Selasa, 08 Maret 2011

Law and Morals

oleh: Dr. Chairul Huda, SH., MH
  1. Masalah klasik filsafat hukum di antaranya adalah konstelasi antara hukum dan moral. Baik dalam strukturnya yang normatif atau pun empiris, tataran substance maupun language.
  1. Masalah ini terutama dihubungkan dengan apa yang umumnya dikenal dengan “kewajiban” (ought, obligation dan duty), padahal filsafat hukum juga harus mengkaji ketika hukum atau moral itu dilihat sebagai “hak”.
  1. Ketika “kewajiban hukum” timbul karena “authority”, maka “kewajiban moral” penampakkan dirinya akan sangat tergantung dari “reason”.
  1. Berbeda dengan agama, sekalipun diyakini Wahyu juga merupakan “authority of God”, sehingga lebih dekat kepada Etika daripada hukum, maka reduksi moral juga secara imperatif akan dikomparasikan dengan hukum.
  1. Sebaliknya, bagaimanapun interkoneksi antara agama dan moral tidak dapat dinafikkan.
  1. Tidak sulit untuk menyaksikan karya para filsuf yang membeda-bedakan antara hukum (language) dan moral, tetapi seharusnya filsafat hukum tidak berhenti sampai disitu, karena sebenarnya yang tersulit adalah menemukan perbedaan substance diantara keduanya.
  2. Ketika filsuf natural law mengatakan bahwa keduanya saling menentukan dan para positivist akan melihatnya sebagai tidak harus saling terkait, maka hal itu hanya dapat diejawantahkan terhadap materi yang netral.
  3. Sedangkan perbuatan manusia sebagian diantaranya sepenuhnya masuk kedalam wilayah moral, sebagian yang lain adalah netral, sementara tidak terjawab ketika menyakut perbuatan manusia yang menjadi sekaligus objek hukum dam moral.

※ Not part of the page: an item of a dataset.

Issue #569, opened 2025-10-19
[Bug]: Series VOD Internal Error -- more than one M3UEpisodeRelation


daiycman:
### Describe the bug

When trying to watch a series that has multiple sources/Stream IDs dispatcharr throws an internal server error about returning 2 vods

  1. Ketika Austin dan Bentham mengatakan validitas hukum positif sama sekali tidak tergantung dengan moral, maka tidak akan ditemukan pertentangan secara logika atau formal mengenai hal itu, tetapi pandangan ini hanya menunjukkan perbedaan secara “de facto” antara dua sistem norma yang ditemukan secara berdampingan dalam kehidupan manusia.
  1. Dalam berbagai fakta sosial, terdapat banyak alasan mengapa hukum dan moral gagal untuk “correspond” dalam banyak hal, sekalipun dapat diyakini bahwa koinsidensi antara keduanya menjadi sangat esensial bekerja dalam kehidupan manusia.
  1. Ketika banyak positivistis yang menggariskan bahwa hukum kehilangan dasar moral jika menyangkut materi yang tidak melukai orang lain (homosexuality, drug abuse), maka hal itu masih bisa dijawab bahwa hukum pun sebenarnya bukan hanya dimaksudkan untuk melindungi seseorang dari orang lain, tetapi juga untuk melindungi seseorang dari dirinya sendiri.
  2. Sekalipun sentimen-sentimen moral dalam hal-hal tertentu masuk ke dalam membangun dan memobilisasi hukum, tetapi hanya berhasil membedakannya dalam masalah-masalah netral (kendaraan jalan di sebelah kiri).
  3. Apakah kemudian mungkin untuk menentukan titik perbedaan substansial yang berguna untuk kita dalam membedakan hukum dari noma-norma moral. Sementara banyak pendekatan para filsuf yang secara umum mengikuti atau mengambil pandangan Kant bahwa hukum menekan prilaku secara eksternal sementara moral menilainya secara internal, dimana moral sendiri dengan begitu karenanya berkenaan dengan faktor-faktor subjektif dari hukum, seperti misalnya motif.
  1. Dimana hukum kemudian dilihat sebagai manifestasi eksternal dari perilaku manusia, yang kemudian dihubung-hubungkan dengan sanksi sebagai konsekuensinya, seolah-olah ketika secara subjektif menilainya dari segi moral yang ditegakkan tanpa sanksi. Padahal para filsuf hanya sebatas dapat mempertegas perbedaan antara karakteristik formal dari sistem hukum, tetapi gagal menjelaskan mengapa sejarah kehidupan manusia diwarnai keingkaran atas regular sanctions yang dikelola sistem hukum.